What you are asked to do: First find the line containing "https://github.com/foxglove/docs/pull/1003/files" in the data, then set it down exactly along with every line after it, through the last.

──────

PR #694, opened 2025-10-08
Ensure writer is closed in examples, add a note about that to doc string

eloff:
### Changelog
None

### Docs

https://github.com/foxglove/docs/pull/1003/files

### Description

If you don't close the mcap writer, it won't finish the mcap file correctly leading to an obscure error “length out of int32 range” when you try to open it. So we add the with statement and a comment to all examples, to make it clearer for the developer how to avoid that.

──────

Solution to the problem:
https://github.com/foxglove/docs/pull/1003/files

### Description

If you don't close the mcap writer, it won't finish the mcap file correctly leading to an obscure error “length out of int32 range” when you try to open it. So we add the with statement and a comment to all examples, to make it clearer for the developer how to avoid that.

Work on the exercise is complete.